[Stored data entries]
----

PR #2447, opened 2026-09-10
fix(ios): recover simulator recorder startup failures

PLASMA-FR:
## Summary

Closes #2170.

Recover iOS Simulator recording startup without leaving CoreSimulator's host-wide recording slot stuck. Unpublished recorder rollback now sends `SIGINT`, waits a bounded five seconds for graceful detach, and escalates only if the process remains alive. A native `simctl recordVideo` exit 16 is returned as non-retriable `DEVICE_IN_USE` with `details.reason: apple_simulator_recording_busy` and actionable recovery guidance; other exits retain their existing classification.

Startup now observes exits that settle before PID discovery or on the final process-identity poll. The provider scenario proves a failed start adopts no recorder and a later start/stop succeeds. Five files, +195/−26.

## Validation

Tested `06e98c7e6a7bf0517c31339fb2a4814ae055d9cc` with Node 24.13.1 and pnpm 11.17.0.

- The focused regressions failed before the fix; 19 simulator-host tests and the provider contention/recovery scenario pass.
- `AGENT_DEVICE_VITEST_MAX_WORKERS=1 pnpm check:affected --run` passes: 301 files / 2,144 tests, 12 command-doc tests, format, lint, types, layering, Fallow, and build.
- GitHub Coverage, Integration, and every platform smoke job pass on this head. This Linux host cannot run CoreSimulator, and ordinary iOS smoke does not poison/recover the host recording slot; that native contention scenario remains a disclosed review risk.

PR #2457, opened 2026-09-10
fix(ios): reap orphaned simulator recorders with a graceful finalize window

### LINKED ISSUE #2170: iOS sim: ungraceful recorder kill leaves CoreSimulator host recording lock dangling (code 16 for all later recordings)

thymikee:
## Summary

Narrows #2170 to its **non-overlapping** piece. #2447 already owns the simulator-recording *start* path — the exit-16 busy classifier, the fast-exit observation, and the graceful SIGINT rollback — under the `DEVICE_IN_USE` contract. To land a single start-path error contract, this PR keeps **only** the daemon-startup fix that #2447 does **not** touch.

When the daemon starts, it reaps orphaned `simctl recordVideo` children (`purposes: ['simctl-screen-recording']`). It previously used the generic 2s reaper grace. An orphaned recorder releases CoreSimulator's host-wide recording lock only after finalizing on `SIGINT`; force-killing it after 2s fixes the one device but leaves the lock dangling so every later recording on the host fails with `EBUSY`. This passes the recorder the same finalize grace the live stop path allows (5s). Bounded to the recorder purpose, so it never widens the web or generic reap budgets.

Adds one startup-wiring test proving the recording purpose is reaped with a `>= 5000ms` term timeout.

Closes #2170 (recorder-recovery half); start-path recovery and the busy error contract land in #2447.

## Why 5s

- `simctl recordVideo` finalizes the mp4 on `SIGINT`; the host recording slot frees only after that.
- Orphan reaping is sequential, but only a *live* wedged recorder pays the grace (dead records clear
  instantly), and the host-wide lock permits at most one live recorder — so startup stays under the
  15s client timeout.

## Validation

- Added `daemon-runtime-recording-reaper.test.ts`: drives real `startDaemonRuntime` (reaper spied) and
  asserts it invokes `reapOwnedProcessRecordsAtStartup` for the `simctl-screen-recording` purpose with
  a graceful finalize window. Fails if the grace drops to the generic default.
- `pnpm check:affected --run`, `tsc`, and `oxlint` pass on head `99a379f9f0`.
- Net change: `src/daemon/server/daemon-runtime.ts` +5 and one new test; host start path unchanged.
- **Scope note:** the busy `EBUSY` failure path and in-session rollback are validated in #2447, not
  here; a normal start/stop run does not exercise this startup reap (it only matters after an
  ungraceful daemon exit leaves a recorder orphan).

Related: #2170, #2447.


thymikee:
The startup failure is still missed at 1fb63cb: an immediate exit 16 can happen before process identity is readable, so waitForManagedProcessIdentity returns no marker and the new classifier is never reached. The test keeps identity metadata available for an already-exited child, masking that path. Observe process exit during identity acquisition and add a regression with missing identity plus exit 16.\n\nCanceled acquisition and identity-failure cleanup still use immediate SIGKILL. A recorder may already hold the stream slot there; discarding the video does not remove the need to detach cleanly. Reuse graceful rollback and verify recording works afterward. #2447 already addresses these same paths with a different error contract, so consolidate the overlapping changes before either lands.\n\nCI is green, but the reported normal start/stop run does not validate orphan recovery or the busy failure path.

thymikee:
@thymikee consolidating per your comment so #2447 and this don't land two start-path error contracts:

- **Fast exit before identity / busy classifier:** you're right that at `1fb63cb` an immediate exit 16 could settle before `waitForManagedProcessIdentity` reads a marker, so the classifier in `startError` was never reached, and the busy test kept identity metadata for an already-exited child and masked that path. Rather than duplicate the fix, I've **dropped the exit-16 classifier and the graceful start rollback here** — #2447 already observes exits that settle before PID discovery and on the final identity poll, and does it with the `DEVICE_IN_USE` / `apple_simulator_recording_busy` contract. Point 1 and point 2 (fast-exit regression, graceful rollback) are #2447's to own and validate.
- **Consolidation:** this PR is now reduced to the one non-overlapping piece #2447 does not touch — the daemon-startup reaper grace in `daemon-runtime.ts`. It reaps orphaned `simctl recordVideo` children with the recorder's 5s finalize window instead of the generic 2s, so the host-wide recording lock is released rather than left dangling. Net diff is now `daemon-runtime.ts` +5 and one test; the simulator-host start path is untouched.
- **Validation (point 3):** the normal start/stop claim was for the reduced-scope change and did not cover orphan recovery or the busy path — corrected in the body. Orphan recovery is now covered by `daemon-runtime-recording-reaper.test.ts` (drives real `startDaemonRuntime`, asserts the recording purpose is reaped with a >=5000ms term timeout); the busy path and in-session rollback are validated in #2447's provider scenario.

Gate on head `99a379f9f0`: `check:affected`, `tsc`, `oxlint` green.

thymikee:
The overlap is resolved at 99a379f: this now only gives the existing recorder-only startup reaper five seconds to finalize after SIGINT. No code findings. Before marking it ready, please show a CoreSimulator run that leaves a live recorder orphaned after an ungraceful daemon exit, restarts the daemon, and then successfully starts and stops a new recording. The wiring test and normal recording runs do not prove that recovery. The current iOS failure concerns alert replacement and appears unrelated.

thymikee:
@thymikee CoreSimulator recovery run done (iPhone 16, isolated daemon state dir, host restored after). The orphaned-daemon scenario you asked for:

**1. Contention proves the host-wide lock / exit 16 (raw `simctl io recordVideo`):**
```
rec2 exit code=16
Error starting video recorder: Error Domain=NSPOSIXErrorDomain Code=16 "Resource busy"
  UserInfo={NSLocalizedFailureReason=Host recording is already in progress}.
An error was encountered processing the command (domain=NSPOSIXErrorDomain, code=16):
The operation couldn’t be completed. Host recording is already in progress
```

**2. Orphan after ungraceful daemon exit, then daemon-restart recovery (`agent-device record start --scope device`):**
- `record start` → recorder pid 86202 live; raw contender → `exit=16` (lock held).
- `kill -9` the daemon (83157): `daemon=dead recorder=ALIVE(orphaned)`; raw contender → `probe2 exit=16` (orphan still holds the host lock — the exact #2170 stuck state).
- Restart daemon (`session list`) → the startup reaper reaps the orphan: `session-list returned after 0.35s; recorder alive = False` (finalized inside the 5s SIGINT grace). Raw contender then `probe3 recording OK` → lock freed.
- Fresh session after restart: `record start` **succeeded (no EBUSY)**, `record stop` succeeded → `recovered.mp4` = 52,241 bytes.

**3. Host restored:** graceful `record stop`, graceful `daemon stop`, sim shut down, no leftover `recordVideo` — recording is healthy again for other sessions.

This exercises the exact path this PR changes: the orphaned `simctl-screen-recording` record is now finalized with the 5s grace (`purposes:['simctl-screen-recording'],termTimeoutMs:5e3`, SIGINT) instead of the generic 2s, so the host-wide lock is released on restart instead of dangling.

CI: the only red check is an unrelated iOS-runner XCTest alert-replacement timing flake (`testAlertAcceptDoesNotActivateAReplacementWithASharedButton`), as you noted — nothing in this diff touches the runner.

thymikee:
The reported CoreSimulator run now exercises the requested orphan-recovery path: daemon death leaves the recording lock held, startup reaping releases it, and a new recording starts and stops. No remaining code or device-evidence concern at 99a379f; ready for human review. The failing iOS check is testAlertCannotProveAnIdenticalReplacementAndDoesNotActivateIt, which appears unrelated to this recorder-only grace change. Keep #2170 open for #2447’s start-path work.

----

In the entries above, please find the line with "PR #2457, opened 2026-09-10" and the line with "pass on head", then write out exactly those two lines and every line between them, and nothing more.

THE COMPLETED TASK:
PR #2457, opened 2026-09-10
fix(ios): reap orphaned simulator recorders with a graceful finalize window

### LINKED ISSUE #2170: iOS sim: ungraceful recorder kill leaves CoreSimulator host recording lock dangling (code 16 for all later recordings)

thymikee:
## Summary

Narrows #2170 to its **non-overlapping** piece. #2447 already owns the simulator-recording *start* path — the exit-16 busy classifier, the fast-exit observation, and the graceful SIGINT rollback — under the `DEVICE_IN_USE` contract. To land a single start-path error contract, this PR keeps **only** the daemon-startup fix that #2447 does **not** touch.

When the daemon starts, it reaps orphaned `simctl recordVideo` children (`purposes: ['simctl-screen-recording']`). It previously used the generic 2s reaper grace. An orphaned recorder releases CoreSimulator's host-wide recording lock only after finalizing on `SIGINT`; force-killing it after 2s fixes the one device but leaves the lock dangling so every later recording on the host fails with `EBUSY`. This passes the recorder the same finalize grace the live stop path allows (5s). Bounded to the recorder purpose, so it never widens the web or generic reap budgets.

Adds one startup-wiring test proving the recording purpose is reaped with a `>= 5000ms` term timeout.

Closes #2170 (recorder-recovery half); start-path recovery and the busy error contract land in #2447.

## Why 5s

- `simctl recordVideo` finalizes the mp4 on `SIGINT`; the host recording slot frees only after that.
- Orphan reaping is sequential, but only a *live* wedged recorder pays the grace (dead records clear
  instantly), and the host-wide lock permits at most one live recorder — so startup stays under the
  15s client timeout.

## Validation

- Added `daemon-runtime-recording-reaper.test.ts`: drives real `startDaemonRuntime` (reaper spied) and
  asserts it invokes `reapOwnedProcessRecordsAtStartup` for the `simctl-screen-recording` purpose with
  a graceful finalize window. Fails if the grace drops to the generic default.
- `pnpm check:affected --run`, `tsc`, and `oxlint` pass on head `99a379f9f0`.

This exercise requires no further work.